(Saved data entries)
··········

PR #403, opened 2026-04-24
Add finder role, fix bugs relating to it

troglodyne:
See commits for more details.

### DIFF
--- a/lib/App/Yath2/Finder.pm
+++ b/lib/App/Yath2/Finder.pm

··········

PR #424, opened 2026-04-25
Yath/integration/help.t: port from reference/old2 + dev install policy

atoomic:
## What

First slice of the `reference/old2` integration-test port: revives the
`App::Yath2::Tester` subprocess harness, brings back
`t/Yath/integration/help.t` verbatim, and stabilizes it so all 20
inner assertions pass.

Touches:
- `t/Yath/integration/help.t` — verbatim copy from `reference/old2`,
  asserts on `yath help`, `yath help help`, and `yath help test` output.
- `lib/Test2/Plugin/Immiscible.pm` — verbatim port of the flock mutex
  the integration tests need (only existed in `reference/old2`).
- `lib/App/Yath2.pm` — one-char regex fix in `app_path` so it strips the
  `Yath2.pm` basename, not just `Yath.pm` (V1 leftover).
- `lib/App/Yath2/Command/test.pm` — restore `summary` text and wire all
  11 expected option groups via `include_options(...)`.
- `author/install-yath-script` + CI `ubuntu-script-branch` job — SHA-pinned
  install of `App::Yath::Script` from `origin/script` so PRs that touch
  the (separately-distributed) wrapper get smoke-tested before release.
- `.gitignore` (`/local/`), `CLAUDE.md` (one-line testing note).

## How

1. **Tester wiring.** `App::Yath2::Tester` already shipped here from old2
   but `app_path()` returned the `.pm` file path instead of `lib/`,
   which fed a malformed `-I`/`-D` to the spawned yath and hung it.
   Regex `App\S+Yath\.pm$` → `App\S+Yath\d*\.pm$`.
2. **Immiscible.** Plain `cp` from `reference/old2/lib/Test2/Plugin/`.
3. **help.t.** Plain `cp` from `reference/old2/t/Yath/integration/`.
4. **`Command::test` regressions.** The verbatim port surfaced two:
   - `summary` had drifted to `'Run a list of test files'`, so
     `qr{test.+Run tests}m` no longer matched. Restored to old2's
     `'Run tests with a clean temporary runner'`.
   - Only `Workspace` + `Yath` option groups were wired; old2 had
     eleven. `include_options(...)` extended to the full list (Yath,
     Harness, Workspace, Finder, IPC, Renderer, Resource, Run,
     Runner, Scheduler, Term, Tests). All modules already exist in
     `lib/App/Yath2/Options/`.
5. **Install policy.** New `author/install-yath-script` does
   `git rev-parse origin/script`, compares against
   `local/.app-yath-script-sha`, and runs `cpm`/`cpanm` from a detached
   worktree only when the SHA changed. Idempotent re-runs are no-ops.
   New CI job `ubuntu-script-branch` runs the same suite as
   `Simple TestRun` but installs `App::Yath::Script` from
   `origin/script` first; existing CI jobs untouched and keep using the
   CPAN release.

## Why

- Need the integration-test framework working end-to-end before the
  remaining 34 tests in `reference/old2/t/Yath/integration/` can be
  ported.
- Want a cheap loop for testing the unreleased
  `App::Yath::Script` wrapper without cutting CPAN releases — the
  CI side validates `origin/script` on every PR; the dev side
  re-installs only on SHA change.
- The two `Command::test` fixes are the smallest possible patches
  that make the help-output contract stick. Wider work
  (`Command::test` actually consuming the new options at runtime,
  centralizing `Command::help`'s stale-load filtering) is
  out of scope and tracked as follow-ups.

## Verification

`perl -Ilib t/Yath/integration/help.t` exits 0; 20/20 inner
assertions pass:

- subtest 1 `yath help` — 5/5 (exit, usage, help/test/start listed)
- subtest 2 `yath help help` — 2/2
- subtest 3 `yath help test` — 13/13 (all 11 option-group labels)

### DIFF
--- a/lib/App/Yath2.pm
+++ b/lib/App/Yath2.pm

··········

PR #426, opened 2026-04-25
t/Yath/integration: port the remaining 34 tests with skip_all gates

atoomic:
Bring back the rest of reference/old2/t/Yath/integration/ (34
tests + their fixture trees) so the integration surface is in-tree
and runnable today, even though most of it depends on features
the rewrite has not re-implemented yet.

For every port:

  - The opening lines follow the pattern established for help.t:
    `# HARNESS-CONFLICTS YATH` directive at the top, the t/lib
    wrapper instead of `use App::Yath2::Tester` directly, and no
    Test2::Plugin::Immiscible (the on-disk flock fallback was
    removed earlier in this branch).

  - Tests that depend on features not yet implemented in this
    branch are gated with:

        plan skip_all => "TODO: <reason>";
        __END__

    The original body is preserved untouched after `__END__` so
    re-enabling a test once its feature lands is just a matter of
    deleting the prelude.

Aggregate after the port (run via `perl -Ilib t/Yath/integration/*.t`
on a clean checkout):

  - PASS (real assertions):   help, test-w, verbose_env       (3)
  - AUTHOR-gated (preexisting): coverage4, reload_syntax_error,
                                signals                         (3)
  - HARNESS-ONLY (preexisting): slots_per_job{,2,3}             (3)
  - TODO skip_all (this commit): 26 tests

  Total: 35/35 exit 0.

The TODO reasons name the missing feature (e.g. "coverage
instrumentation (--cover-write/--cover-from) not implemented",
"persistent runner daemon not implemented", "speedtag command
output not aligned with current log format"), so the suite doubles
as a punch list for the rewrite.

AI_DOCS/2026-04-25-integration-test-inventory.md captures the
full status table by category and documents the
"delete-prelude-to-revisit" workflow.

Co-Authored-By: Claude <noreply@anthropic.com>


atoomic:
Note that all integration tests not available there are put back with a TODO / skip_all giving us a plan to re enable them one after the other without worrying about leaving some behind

··········

■ PROBLEM TO WORK ON:
Would you copy out exactly the lines above that start at the one containing "Yath/integration/help.t: port from" and end at the one containing "harness, brings back", inclusive?

■ RESPONSE:
Yath/integration/help.t: port from reference/old2 + dev install policy

atoomic:
## What

First slice of the `reference/old2` integration-test port: revives the
`App::Yath2::Tester` subprocess harness, brings back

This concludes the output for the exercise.